PR #338, opened 2017-04-05
Add support for correctly generating bitflag constants

sdroege:
> This depends (and includes https://github.com/gtk-rs/gir/pull/335 )

In the GIR they are given with an integer value but we have to convert
them to the corresponding bitflags type.

### DIFF
--- a/src/codegen/sys/lib_.rs
+++ b/src/codegen/sys/lib_.rs
@@ -164,8 +164,14 @@ fn generate_constants(w: &mut Write, env: &Env, constants: &[Constant]) -> Resul
                 value = format!("{}GFALSE", prefix);
             }
         }
-        try!(writeln!(w, "{}pub const {}: {} = {};", comment,
-            constant.c_identifier, type_, value));
+
+        if let Some(_) = env.library.type_(constant.typ).maybe_ref_as::<Bitfield>() {
+            try!(writeln!(w, "{}pub const {}: {} = {2} {{ bits: {} }};", comment,
+                constant.c_identifier, type_, value));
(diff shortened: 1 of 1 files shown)


EPashkin:
@sdroege PR not affect your sys at all. Can you show diff it produced?

sdroege:
It affects mine after my fixes to GStreamer's GIR, see e.g. https://github.com/sdroege/gstreamer-sys/blob/master/gstreamer-sys/src/lib.rs#L866

This would otherwise be a plain integer, and that fails to compile obviously

src/codegen/sys/lib_.rs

EXERCISE GOAL = Return nothing but the lines from the top of the records above through the line that has "It affects mine". Keep each one exact.

ANSWER SPACE =
PR #338, opened 2017-04-05
Add support for correctly generating bitflag constants

sdroege:
> This depends (and includes https://github.com/gtk-rs/gir/pull/335 )

In the GIR they are given with an integer value but we have to convert
them to the corresponding bitflags type.

### DIFF
--- a/src/codegen/sys/lib_.rs
+++ b/src/codegen/sys/lib_.rs
@@ -164,8 +164,14 @@ fn generate_constants(w: &mut Write, env: &Env, constants: &[Constant]) -> Resul
                 value = format!("{}GFALSE", prefix);
             }
         }
-        try!(writeln!(w, "{}pub const {}: {} = {};", comment,
-            constant.c_identifier, type_, value));
+
+        if let Some(_) = env.library.type_(constant.typ).maybe_ref_as::<Bitfield>() {
+            try!(writeln!(w, "{}pub const {}: {} = {2} {{ bits: {} }};", comment,
+                constant.c_identifier, type_, value));
(diff shortened: 1 of 1 files shown)


EPashkin:
@sdroege PR not affect your sys at all. Can you show diff it produced?

sdroege:
It affects mine after my fixes to GStreamer's GIR, see e.g. https://github.com/sdroege/gstreamer-sys/blob/master/gstreamer-sys/src/lib.rs#L866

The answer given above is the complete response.